I am a man of many gripes, as almost anyone in my inner circle would be able to tell you. Its a funny little habit that I blame on my father. Though my habit is significantly less pronounced then my fathers. I know, because I have to rein myself in all the time.
But one thing that me and my father do (for the most part) agree on, is the state of pop culture at the present time, is abysmal. Though we do have variations in this conclusion. He has written off pretty much all modern pop culture, wherein I enjoy a small amount of it, though its a mere sliver compared to what I write off. When it comes to the pop culture I am mainly referencing here, for my father, it is mainly the music, movies and television shows that permeate the background noise of our culture at large. However I take it a step further, by including most viral videos/meme’s and other digital scraps that make up the other half of the modern pop culture tapestry, the Internet (in particular, social media).
Being that I am a heavy user of social media, I get to see much of what is popular online. All of those viral videos, memes and other items. But when it comes to the videos, I have learned that its almost always best to NOT click. As most of the times when I do end up caving in and bringing up that awesome video that everyone is talking about, I almost always have the same reaction.
“Uh. Our species is a bunch of easily amused, easily manipulated morons”.
Whether or not my seeming “hatred” of all things popular is based on genuine disgust, or more on a desire of conformity in NON-conformity, is arguably questionable. I admit that even I do not know the true answer to that question lol. I tend to paint the whole picture with the same brush, even unseen.
But even when I do “give it a try”, I usually end up further conforming my previous notions.

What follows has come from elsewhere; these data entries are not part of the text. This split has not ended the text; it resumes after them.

Issue #1996, opened 2017-09-10
geo.scope='usa' with points outside USA gives console errors on hover


jackparmer:
https://plot.ly/~jackp/17904/

Change `geo.scope` to `north america` and hover works again

![image](https://user-images.githubusercontent.com/1865834/30245796-f21d0e10-95b2-11e7-8f6f-b5df0da3aa77.png)

jackparmer:
Is `usa` for `geo.scope` only meant to be used for `choropleth`?

etpinard:
> Is usa for geo.scope only meant to be used for choropleth?

Nop. https://plot.ly/~jackp/17904/ should work.

Thanks

etpinard:
@jackparmer found a fix for this. Is this urgent? Or can it wait 1-2 weeks? If so, I'll include it only in my upcoming geo refactor PR.

Issue #1995, opened 2017-09-08
add a miter limit on scattergeo


alexcjohnson:
Cartesian scatter lines have a miter limit of 2 https://github.com/plotly/plotly.js/blob/master/src/traces/scatter/plot.js#L42

This is important for sharp turns in the data for two related reasons:
- with only lines, it looks like the data point is more extreme than it really is
- with markers+lines, the line seems to poke through the marker and then leave from the same side it came from:
![screen shot 2017-09-08 at 3 52 39 pm](https://user-images.githubusercontent.com/2678795/30228943-e5fc55c4-94ad-11e7-8546-4d56ff40c2f7.png)
(in case it's not clear: this is a black point on a red line on an existing scattergeo trace)

We should add this to scattergeo too, and investigate whether any other trace types need it. I suspect not though: scatterternary and scattercarpet inherit from regular scatter so should already have it, and the others are all webgl (cc @dfcreative I think we discussed this already at some point, it's at the very least a completely different kind of implementation)

cc @etpinard 

I'll also note (in case this question comes up regarding any other trace types) that for contour lines we chose an even shorter miter limit of 1, because even if you specify no smoothing these are always modeling the data as if it were continuous and smooth - so we want to round off even sort-of-sharp corners.

Issue #1698, opened 2017-05-18
Can't set longitude range between [160, -160]


chriddyp:
Trying to center a scatter map around Fiji. I want the longitude to be between 140 and -140, like this image (I manually zoomed and panned to focus here)

![image](https://cloud.githubusercontent.com/assets/1280389/26181706/399e3f52-3b40-11e7-8ee0-ada17e7e1022.png)

Setting the longitude range to `[140, -140]` does not seem to work. I've also tried rolling over with `[140, 220]` to no avail. Here is a Codepen: https://codepen.io/chriddyp/pen/OmovzL?editors=1010. Here is a graph in the chart editor: https://plot.ly/create/?fid=chris:18383

🎩  tip to @jackparmer who originally discovered this.

etpinard:
Looks like all custom `lonaxis` ranges that cross the antimeridian (where lon = -180 = 360) are broken.

This might be a good reason to start using d3 v4's [`d3-geo`](https://github.com/d3/d3-geo) module which ships with a [`fitExtent`](https://github.com/d3/d3-geo#projection_fitExtent) method that probably does a better [job](https://github.com/d3/d3-geo/blob/2c51b71d55eb68c4f571b06c92ea502342975849/src/projection/fit.js) than my ad hoc [attempt](https://github.com/plotly/plotly.js/blob/master/src/plots/geo/set_scale.js).

etpinard:
@chriddyp I found a way to make this work without waiting for a patch:

- set `projection.rotation.lon` to `-180` (or `180`) - the algo which sets its default is off currently
- set `lonaxis.range` to `[140, 220]` - the `[140, -140]` does not work.
- see https://codepen.io/etpinard/pen/pWgWLv?editors=0010

chriddyp:
cc @jackparmer in case you still need to make this example ^^

Issue #1486, opened 2017-03-16
Add `geo.center` attribute to specify map view without rescaling


brian428:
When using an autosized plot, focusing on a map area by using ranges on scattergeo lat long causes the plot width and height to change. I don't think this should happen. The plot should always use all available space. 

I created a codepen to demonstrate the issue: http://codepen.io/brian428/pen/EWbKgQ

Just change the `setRange` flag to `true` to see the effect it has on the plot size.

etpinard:
That's the intended behavior I'm afraid. Can I _why_ this shouldn't happen?

brian428:
I assumed that the geo range would set the extent of what you SEE in the map, but I don't understand why it would change the width and height. If you don't set a range and you zoom into the plot, it doesn't alter the size. So if this is the desired behavior when setting the range, is there some way to specify the visible extent being shown on the map without changing the size of the map itself?

etpinard:
@brian428 that's more like it! Pro tip: opening an issue saying something _should_ work a certain way without explanation is one way to make a OSS maintainer pissed off.  On that topic, you might want to read [this](https://nolanlawson.com/2017/03/05/what-it-feels-like-to-be-an-open-source-maintainer/).

------

As you point out, geo subplots are missing a few attributes to fully described the state. At first, I was convinced that `lonaxis.range` and `lataxis.range` were and should be enough, but no. 

To better explain the problem here's a little background information: in general one can't satisfy (or _fill_) both given a width and height without distorting the map. That's because a map's width and height aren't independent: they are constrained by the map projection. So, plotly fills one dimension to its maximum (in your case your map has full height) and the width is then determined by the map projection.  When setting the lon/lat ranges you essentially set the bounds for which width/height constrain is applied. If you're interested, the logic is [here](https://github.com/plotly/plotly.js/blob/master/src/plots/geo/set_scale.js).

But now, how does one show a subset of a map without rescaling it? At the moment, you can't. So I'm thinking about adding a `geo.center` attribute similar to how `mapbox` subplot are specified. Together with `geo.scale` one could then get your desired result.

It's about time I give this a shot as this will also resolved https://github.com/plotly/plotly.js/issues/292 fairly easily.

brian428:
[...]

PR #2030, opened 2017-09-22
Geo refactor and lasso/select-box selections

etpinard:
In brief, this PR brings geo subplots up-to-speed with other subplots. :rocket: 

Geo subplots have long suffered from a few design mistakes (e.g. as discussed https://github.com/plotly/plotly.js/issues/292 and https://github.com/plotly/plotly.js/issues/1486). This PR attempts to solve these issues - which are required to make lasso/select-box selections work.

Since the geo subplot constructor code was mostly rewritten (see https://github.com/plotly/plotly.js/commit/4c1ddb80dd39ae6d1ba5d51d21b95b36919a8bc5), I decided to include the new lasso/select-box logic in this PR as well. I hope the reviewers won't mind. You may consider geo as a _new_ subplot type and this its introduction PR. 

----

#### Stuff implemented:
- :globe_with_meridians:  `geo.center` a new attribute which should've been there from the start https://github.com/plotly/plotly.js/issues/1486
- :microscope:  `scattergeo` and `choropleth`(selections about centroid) lasso and select box

peek 2017-09-21 23-10

#### Stuff fixed:
- :tada: no view reset on updates https://github.com/plotly/plotly.js/issues/292 (thanks to `geo.center`) :lock: in https://github.com/plotly/plotly.js/commit/3bd89d32ce50cbf771a539cf6dce013d26d552da
- :white_check_mark: `scattergeo` markers outside 'usa' scope now render correctly https://github.com/plotly/plotly.js/issues/1996 :lock:  in https://github.com/plotly/plotly.js/commit/eaf44a8fb898e55a3f8679469425ab1ade7d6f7b
- :world_map:  cross anti-meridian `lonaxis` ranges now behave correctly https://github.com/plotly/plotly.js/issues/1698 :lock: in https://github.com/plotly/plotly.js/commit/e59c90b0609693b7f62a5cee247b7acb40fa61f7
- :mag: add miter limit to scattergeo lines https://github.com/plotly/plotly.js/issues/1995 :lock: in https://github.com/plotly/plotly.js/commit/825e24d2065114be8f5b045d63cd5235686f8ff1
- :mag_right:  `marker.opacity`wasn't applied properly on `scattergeo` bubbles :lock: in https://github.com/plotly/plotly.js/commit/7e5bb41fa699e49f0c0eff84e4ea58cb044ccb20

#### Baseline updates:

Unfortunately, **all** geo baselines had to be updated. 

- Most geo subplots now render a few pixels off their position in the old baselines (see https://github.com/plotly/plotly.js/commit/a30beeaf306b3774d318bbc34cdb7829901919da). 
- The center of some scoped maps are shifted (see https://github.com/plotly/plotly.js/commit/be59f693383b0b746bc8947ad8e8c2c5cccb239d) due to the new default logic (of https://github.com/plotly/plotly.js/commit/a0be08795acfc0a976f7ef141a30a4a1d4e65704). 
- Maps with conic projections needed to be updated for similar reasons (see https://github.com/plotly/plotly.js/commit/32a29c7191efc9a96faca97ccad8a30733f09d9c). 
- Finally, `geo_fill` was adapted to showcase the new `geo.center` attribute (see https://github.com/plotly/plotly.js/commit/36833d4446c3b86f447407773ab8446db24e883a)

#### Stuff I could do in this PR, but could wait for v2:
- Rename (+ `cleanLayout` map) `geo.projection.scale` :arrow_right:  `geo.zoom` (as in mapbox subplots)
- Rename (+ `cleanData` map) choropleth `z` :arrow_right:  `values` (similar to pie traces)

#### Open items:
- Base layer ordering changes whenever a choropleth trace is present on the subplot (see this [block](https://github.com/plotly/plotly.js/commit/4c1ddb80dd39ae6d1ba5d51d21b95b36919a8bc5#diff-b4732bdd35eeb4830531de6212e422e2R239)). This logic is meant to preserve backward compatibility (i.e. to mimic what that [block](https://github.com/plotly/plotly.js/blob/60b445d2916547f1d1a548d64209989688d7a617/src/traces/choropleth/plot.js#L65-L72) does in the current `master`). But really, we should make the base layer ordering consistent for all trace type combinations in v2. But in the meantime, we should make the base layer ordering customizable (similar to `axis.layer`).
- Rewrite drag interactions using `dragElement` (i.e. get rid of `d3.behavior.drag`) and implement dragmode: 'zoom'` zoombox
- Make `scattergeo/plot.js` update inner nodes instead of purging them. This is required for smooth animations and should be a performance boost.

#### Stuff I believe should wait for v2:
- Make geo subplot respect the `scrollZoom` config option https://github.com/plotly/plotly.js/issues/143. Unfortunately. geo assumes `scrollZoom: true`, but the `scrollZoom` default is `faise`. We could add some logic to make `scrollZoom` default to `true` if a geo subplot is present to preserve backward compatibility, but that hardly sounds worth it (to me at least).
- Replace `PlotlyGeoAssets` global with some field on `Plotly`. No need to have another global variables, but this isn't a huge priority.

-----

cc @alexcjohnson @rreusser  @chriddyp @jackparmer @cldougl 
and @cpsievert (this here might make him start using `geo` in the R API :stuck_out_tongue_closed_eyes:  )


src/plots/geo/constants.js
```diff
@@ -135,12 +135,23 @@ params.fillLayers = ['ocean', 'land', 'lakes'];
...
+];
+
+params.layersForChoropleth = [
+    'bg',
+    'ocean', 'land',
+    'subunits', 'countries', 'coastlines',
+    'lataxis', 'lonaxis', 'frame',
+    'backplot',
+    'rivers', 'lakes',
+    'frontplot'
```
alexcjohnson: I'm a bit confused by the choropleth distinction here... it seems to me that either:
- adding a choropleth (even if it only shows up in some other part of the plot) will reorder other layers such that there are visual changes, which would be bad, right?
- if there are no visual changes, we should be able to use the same layer structure whether or not there is a choropleth present - with at most an extra layer just for choropleth, separate from backplot (though I doubt it, seems like choropleth is the only thing that uses backplot currently, right?)

src/plots/geo/geo2.js
```diff
@@ -0,0 +1,612 @@
...
+    var t = projection.translate();
+
+    if(
+        !isFinite(b[0][0]) || !isFinite(b[0][1]) ||
+        !isFinite(b[1][0]) || !isFinite(b[1][1]) ||
+        isNaN(t[0]) || isNaN(t[0])
+    ) {
+        Lib.warn('Invalid geo settings');
+
+        // TODO fallback to default ???
```
alexcjohnson: Yes, I would think so - this is the equivalent of setting invalid range on a cartesian plot, right? In that case we autorange and push the autorange back to the input `layout`.

src/plots/geo/geo2.js
```diff
@@ -0,0 +1,612 @@
...
+    }
+
+    // px coordinates of view mid-point,
+    // useful to update `geo.center` after interactions
+    var midPt = this.midPt = [
+        b[0][0] + (b[1][0] - b[0][0]) / 2,
```
alexcjohnson: `(b[0][0] + b[1][0]) / 2`?

src/plots/geo/constants.js
etpinard: Yeah, pasting what I wrote above under _open items_:

> Base layer ordering changes whenever a choropleth trace is present on the subplot (see this [block](https://github.com/plotly/plotly.js/commit/4c1ddb80dd39ae6d1ba5d51d21b95b36919a8bc5#diff-b4732bdd35eeb4830531de6212e422e2R239)). This logic is meant to preserve backward compatibility (i.e. to mimic what that [block](https://github.com/plotly/plotly.js/blob/60b445d2916547f1d1a548d64209989688d7a617/src/traces/choropleth/plot.js#L65-L72) does in the current `master`). But really, we should make the base layer ordering consistent for all trace type combinations in v2. But in the meantime, we should make the base layer ordering customizable (similar to `axis.layer`).

src/plots/geo/geo2.js
etpinard: Good catch :microscope: . Thanks!

src/plots/geo/geo2.js
```diff
@@ -0,0 +1,612 @@
...
+
+    // adjust projection to user setting
+    projection
+        .scale(projLayout.scale * s)
+        .translate([t[0] + (midPt[0] - t[0]), t[1] + (midPt[1] - t[1])])
+        .clipExtent(b);
+
+    // the 'albers usa' projection does not expose a 'center' method
+    // so here's this hack to make it respond to 'geoLayout.center'
+    if(geoLayout._isAlbersUsa) {
```
alexcjohnson: would there be a way to fold this into `getProjection`, perhaps where you fill in [`dummyFn`](https://github.com/plotly/plotly.js/pull/2030/commits/4c1ddb80dd39ae6d1ba5d51d21b95b36919a8bc5#diff-b4732bdd35eeb4830531de6212e422e2R501)? I guess that would have to also override `.translate` so perhaps it's more trouble than it's worth... still `_isAlbersUsa` is a bit annoying.

src/plots/geo/geo2.js
```diff
@@ -0,0 +1,612 @@
...
+    var basePaths = _this.basePaths;
+
+    function isAxisLayer(d) {
+        return (d === 'lonaxis' || d === 'lataxis');
+    }
+
+    function isTopoLayer(d) {
+        return (
+            constants.fillLayers.indexOf(d) !== -1 ||
+            constants.lineLayers.indexOf(d) !== -1
```
alexcjohnson: 🐎  is it worth turning this (and `isAxisLayer`) into a hash lookup `{ocean: 1, land: 1, lakes: 1}` instead of `indexOf`? in fact it looks like `indexOf` is the only way `fillLayers` and `lineLayers` are ever used

src/plots/geo/constants.js
alexcjohnson: Ah OK, missed that note, thanks. 👍

src/plots/geo/geo2.js
etpinard: Very good idea :racehorse:

src/plots/geo/geo2.js
```diff
@@ -0,0 +1,612 @@
...
+        var path = basePaths[d];
+        var adj = constants.layerNameToAdjective[d];
+
+        if(d === 'frame') {
+            path.datum(constants.sphereSVG);
+        } else if(isTopoLayer(d)) {
+            path.datum(topojsonFeature(topojson, topojson.objects[d]));
+        } else if(isAxisLayer(d)) {
+            path.datum(makeGraticule(d, geoLayout))
+                .attr('fill', 'none')
```
alexcjohnson: 🐎  these constant `.attr` calls can go in `enter()` - but also for consistency switch to `.style` for fill and stroke?

src/plots/geo/geo2.js
```diff
@@ -0,0 +1,612 @@
...
+    if(dragMode === 'pan') {
+        _this.bgRect.node().onmousedown = null;
+        framework.call(createGeoZoom(_this, geoLayout));
+        framework.on('dblclick.zoom', zoomReset);
+    }
+
+    framework.on('mousemove', function() {
+        var lonlat = _this.projection.invert(d3.mouse(this));
+
+        if(!lonlat || isNaN(lonlat[0]) || isNaN(lonlat[1])) return;
```
alexcjohnson: In `geo_orthographic` if I mouse off the globe while hovered on a point, this block gets hit, and I don't get an unhover event. I thought I'd be able to fix it by adding `Fx.loneUnhover` before the `return` here but that didn't seem to work. Can you take a look @etpinard ?
screen shot 2017-09-22 at 12 06 03 pm

alexcjohnson: And very often the hover tip still shows after I mouse out this way. Every once in a while I actually get a hover tip for a totally different element that I haven't ever hovered on...

etpinard: Can you check if that's also true in `latest`?

src/plots/geo/geo2.js
```diff
@@ -0,0 +1,612 @@
...
+
+proto.makeFramework = function() {
+    var _this = this;
+    var fullLayout = _this.graphDiv._fullLayout;
+    var clipId = 'clip' + fullLayout._uid + _this.id;
+
+    var defGroup = fullLayout._defs.selectAll('g.clips')
+        .data([0]);
+    defGroup.enter().append('g')
+        .classed('clips', true);
```
alexcjohnson: We've got a few of these scattered about... should we just make a `g.clips` from the beginning when we make `fullLayout._defs`?

src/plots/geo/geo2.js
alexcjohnson: And while we're on the topic, I notice that hover tips are still present while dragging the projection - ideally they should disappear.

alexcjohnson: Behavior on master is similar, yes, though the second issue (hover tip for a totally different element) seems to be new:
kapture 2017-09-22 at 12 29 42

src/traces/choropleth/plot.js
```diff
@@ -122,9 +106,11 @@ function style(geo) {
             )
         );
 
-        s.selectAll('path.choroplethlocation').each(function(pt) {
+        s.selectAll('path.choroplethlocation').each(function(_, i) {
+            var pt = calcTrace[i];
```
alexcjohnson: why is`pt` not just the first arg?

src/traces/choropleth/hover.js
```diff
@@ -12,23 +12,35 @@
...
-    if(!pt) return;
+    for(i = 0; i < cd.length; i++) {
+        pt = cd[i];
+        isInside = false;
 
-    var centroid = geo.projection(pt.properties.ct);
+        if(pt._polygons) {
+            for(j = 0; j < pt._polygons.length; j++) {
+                if(pt._polygons[j].contains([xval, yval])) {
+                    isInside = !isInside;
```
alexcjohnson: Just to have a record of it - @etpinard and I discussed this in chat: in principle it would be faster to keep the nesting structure of the geojson, that tells us the difference between exterior and internal polygons. Then we could:
- Look for the first exterior loop we are inside
- Don’t check any more exterior loops after that
- Only check the interior loops for that particular exterior loop

But for now there can only be at most 200 locations, for ~ 200 countries, and polygon.contains should short-circuit most of these based on their bounding boxes, so this is not a big deal. If we ever add US counties or something we can revisit. But then @etpinard points out that this becomes complicated in a few obnoxious cases of [higher-order nesting](https://en.wikipedia.org/wiki/India%E2%80%93Bangladesh_enclaves) which this simple but slower algorithm (are you inside an odd number of polygons?) gets right.

src/plot_api/subroutines.js
```diff
@@ -513,6 +513,13 @@ exports.doModeBar = function(gd) {
         subplotObj.updateFx(fullLayout);
     }
 
+    subplotIds = Plots.getSubplotIds(fullLayout, 'geo');
+    for(i = 0; i < subplotIds.length; i++) {
+        subplotLayout = fullLayout[subplotIds[i]];
+        subplotObj = subplotLayout._subplot;
+        subplotObj.updateFx(fullLayout, subplotLayout);
+    }
```
alexcjohnson: This section is getting a bit overgrown... can we pull these out into the plot modules like:
```js
for(i=0; i < fullLayout._basePlotModules.length; i++) {
    var updateFx = fullLayout._basePlotModules[i].updateFx;
    if(updateFx) updateFx(fullLayout);
}
```

etpinard: Good call. I'll need to make the `updateFx` API consistent across subplots, but yeah, it'll be very much worthwhile.

test/jasmine/tests/select_test.js
```diff
@@ -703,4 +703,45 @@ describe('Test select box and lasso per trace:', function() {
         .then(done);
     }, LONG_TIMEOUT_INTERVAL);
 
+    it('should work on choropleth traces', function(done) {
+        gd = createGraphDiv();
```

Unintentional confirmation bias? Could be.
But this post is not so much about my criticism of pop culture, as much as it is, about a new trend I see happening within the personalized social media side of the pop culture coin.
When I think about pop culture even when I was a kid growing up, and even as few as 4 0r 5 years ago, one can identify a clear line between pop culture and news/information. Both had different television channels and programs, different periodicals, different web pages, and so on. And for the most part, the popular (or infamous) characters on either side of the line, did not cross it.
Today, with personalized social media being increasingly the single (or primary) source of information for many, that is no longer the case. The lines between both sides seem to be increasingly, vanishing.
Take Toronto’s embattled mayor Rob Ford. A year or so ago, he made international headlines after his infamous crack smoking incident. He had his 15 minutes of infamy. Yet, he didn’t. He has become an almost constant in the news media as of late. Two other names that I can think of that also fit this category, are George Zimmerman and Justin Bieber.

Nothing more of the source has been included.